Similarly, equation (2) describes the dynamics of the confined light modes. The first term on the right-hand side corresponds to their bare energies εC,j, which depend on the lateral confinement potential. The second term accounts for the light–matter interaction with the exciton state. The third term describes the filling of the confined states through stimulated scattering from the exciton at a rate \(\gamma {\alpha }_{j}{\widetilde{n}}_{{\rm{X}}}\) as well as their dissipation due to cavity losses with a decay rate γj. The losses depend on the detuning of between the exciton and photonic modes and, thus, on time, as discussed in Supplementary Section 9C. The parameters used in the simulations are listed in Supplementary Section 9D.

The dependence of time-averaged populations of the different levels as predicted by the model is shown in Fig. 2e. The predictions excellently reproduce the progressive loading of the levels shown in Fig. 2b. Figure 3d,e shows, respectively, the simulated time evolution of the energies and populations of the bare exciton (\({\widetilde{n}}_{{\rm{X}}}=| \left\langle {\psi }_{{\rm{X}}}\right\rangle {| }^{2}\)), ground (\(\widetilde{{n}_{0}}=| \left\langle {\psi }_{{\rm{C}},0}\right\rangle {| }^{2}\)) and first excited (\(\widetilde{{n}_{1}}=| \left\langle {\psi }_{{\rm{C}},1}\right\rangle {| }^{2}\)) polariton states in the steady-state regime. The short-time transient after the modulation turn-on is discussed in Supplementary Section 10. The configuration of energy levels as well as the optical and acoustic excitation correspond approximately to the conditions of Fig. 2a for AM ≈ 0.25. The population data of Fig. 3e are also represented in an alternative way by the colour lines in Fig. 1b.
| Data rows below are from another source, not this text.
Issue #1039, opened 2023-06-29
8$: error on multiple 'export default'-s


strager:
```javascript
export default class A {}
export default class B {}
```
The above code is invalid. quick-lint-js should report something like the following:
> line 2: error: cannot export default more than once
> line 1: note: export default previously appeared here

k1ng440:
I want to give this a try. I can't promise a good clean code though and I will not accept payment.

PR #1096, opened 2023-10-24
feat: error on multiple export defaults in module

arieldon:
This closes issue #1039.

### DIFF
--- a/src/quick-lint-js/diag/diagnostic-types-2.h
+++ b/src/quick-lint-js/diag/diagnostic-types-2.h
@@ -3307,6 +3307,17 @@ struct Diag_Class_Async_On_Getter_Or_Setter {
   Source_Code_Span async_keyword;
   Source_Code_Span getter_setter_keyword;
 };
+
+struct Diag_Multiple_Export_Defaults {
+  [[qljs::diag("E0715", Diagnostic_Severity::error)]]  //
+  [[qljs::message(
+      "cannot use multiple `export default` statements in one module",
+      ARG(second_export_default))]]  //
+  [[qljs::message("export default previously appeared here",
+                  ARG(first_export_default))]]  //
+  Source_Code_Span second_export_default;
+  Source_Code_Span first_export_default;
+};
 }
 QLJS_WARNING_POP
 
--- a/src/quick-lint-js/fe/parse-statement.cpp
+++ b/src/quick-lint-js/fe/parse-statement.cpp
@@ -35,6 +35,8 @@ bool Parser::parse_and_visit_module_catching_fatal_parse_errors(
 }
 
 void Parser::parse_and_visit_module(Parse_Visitor_Base &v) {
+  QLJS_ASSERT(
+      !this->first_export_default_statement_default_keyword_.has_value());
   bool done = false;
   Parse_Statement_Options statement_options = {
       .possibly_followed_by_another_statement = true,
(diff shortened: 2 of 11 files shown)


arieldon:

src/quick-lint-js/diag/diagnostic-types-2.h
```diff
@@ -3307,6 +3307,14 @@ struct Diag_Class_Async_On_Getter_Or_Setter {
   Source_Code_Span async_keyword;
   Source_Code_Span getter_setter_keyword;
 };
+
+struct Diag_Multiple_Export_Defaults {
+  [[qljs::diag("E0715", Diagnostic_Severity::error)]] //
+  [[qljs::message("cannot export default more than once", ARG(second_export_default))]]   //
+  [[qljs::message("export default previously appeared here", ARG(first_export_default))]] //
```
strager, line 3314: Nit: Message here should match the title in docs/errors/E0715.md. (It doesn't have to be an exact match.)

For example, you could title the docs "cannot export default more than once" or you could change the first message to "cannot use multiple `export default` statements in one module".

src/quick-lint-js/fe/parse-statement.cpp
```diff
@@ -1011,6 +1012,16 @@ void Parser::parse_and_visit_export(Parse_Visitor_Base &v,
...
   case Token_Type::kw_default:
+    if (this->export_default_statement_span_.has_value()) {
+      this->diag_reporter_->report(
+          Diag_Multiple_Export_Defaults{
+              .second_export_default = this->peek().span(),
+              .first_export_default = *this->export_default_statement_span_,
+          });
+    } else {
+      this->export_default_statement_span_ = this->peek().span();
+    }
```
strager, line 1023: :+1:

src/quick-lint-js/fe/parse.h
```diff
@@ -545,6 +545,10 @@ class Parser {
   void parse_and_visit_named_exports_for_typescript_type_only_import(
       Parse_Visitor_Base &v, Source_Code_Span type_keyword);
 
+  // If set, refers to the first `export default` statement in this module. A
+  // module cannot contain more than one `export default`.
+  std::optional<Source_Code_Span> export_default_statement_span_ = std::nullopt;
```
strager, line 550: :+1:

src/quick-lint-js/fe/parse-statement.cpp
```diff
@@ -1011,6 +1012,16 @@ void Parser::parse_and_visit_export(Parse_Visitor_Base &v,
...
     // export default class C {}
   case Token_Type::kw_default:
+    if (this->export_default_statement_span_.has_value()) {
+      this->diag_reporter_->report(
+          Diag_Multiple_Export_Defaults{
+              .second_export_default = this->peek().span(),
+              .first_export_default = *this->export_default_statement_span_,
+          });
+    } else {
+      this->export_default_statement_span_ = this->peek().span();
```
strager, line 1022: Nit: I think the name `export_default_statement_span_` is wrong. The span is not for the whole statement, but for the 'default' keyword. `first_export_default_statement_default_keyword_` is a good (but long) name. (I think length isn't a problem in this case; clarity is more important.)

strager (approved):
This looks great! Let me know if you want to make changes or if I should merge it now.

arieldon:
I agree with your nitpicks, so I made the changes. I also fixed the error code in the header of the documentation file. It was `E0714`. Now it's `E0715` as it should be. I ran `tools/format` too.

strager:
Landed as commit 4bf1896ce5c973805f3a1723a0ee2444cb6a5a9d. Thanks for the improvement!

We consider the evolution of the populations during the modulation cycle of Fig. 3e. For a large negative dynamic detuning between the bare exciton and the photonic GS, \({\delta }_{{{\rm{C}}}_{0}-{\rm{X}}}(t=0)\ll 0\), the exciton holds most of the population and photonic levels are essentially empty. As \({\delta }_{{{\rm{C}}}_{0}-{\rm{X}}}(t)\) reduces, the higher levels become progressively more populated, while the exciton is depopulated. For each level, the maximum population is achieved very close to the respective avoided crossing point, where the population transfer is due to the coherent Rabi oscillations.

As the exciton moves below a photonic level \(\left|{\varPsi }_{{\rm{C}},j}\right\rangle\), this level becomes depopulated. Below \(\left|{\varPsi }_{{\rm{C}},0}\right\rangle\), the stimulated scattering mechanism is suppressed and there is a partial recovery of the exciton population. As the exciton approaches \(\left|{\varPsi }_{{\rm{C}},0}\right\rangle\) from below, there is a fast Rabi transfer of the population, which leads to the second emission pulse at t = 0.65(2π/ΩM) in Fig. 3e. The time separation between the subpulses depends on the modulation amplitude. For \(\left|{\varPsi }_{C,0}\right\rangle\) crossing conditions, the subpulsing frequency is approximately 2 × ΩM/2π.

The \(\left|{\varPsi }_{C,0}\right\rangle\) time evolution of Fig. 3e leads to the ∣g(1)∣ shown in Fig. 3c (the corresponding comb spectrum is discussed in Supplementary Section 11). The triangular shape of the pulses gives rise to the triangular shape of ∣g(1)∣, while the pulsing leads to the additional peaks at ±TM = 2π/ΩM and the features displaced by 2πℏ/δEbunch associated with the subpulsing—the cause of the spectral bunching of sidebands. The good agreement between the measured and simulated auto-correlation functions displayed in Fig. 3b,c, respectively, confirms the validity of the modelled time evolution.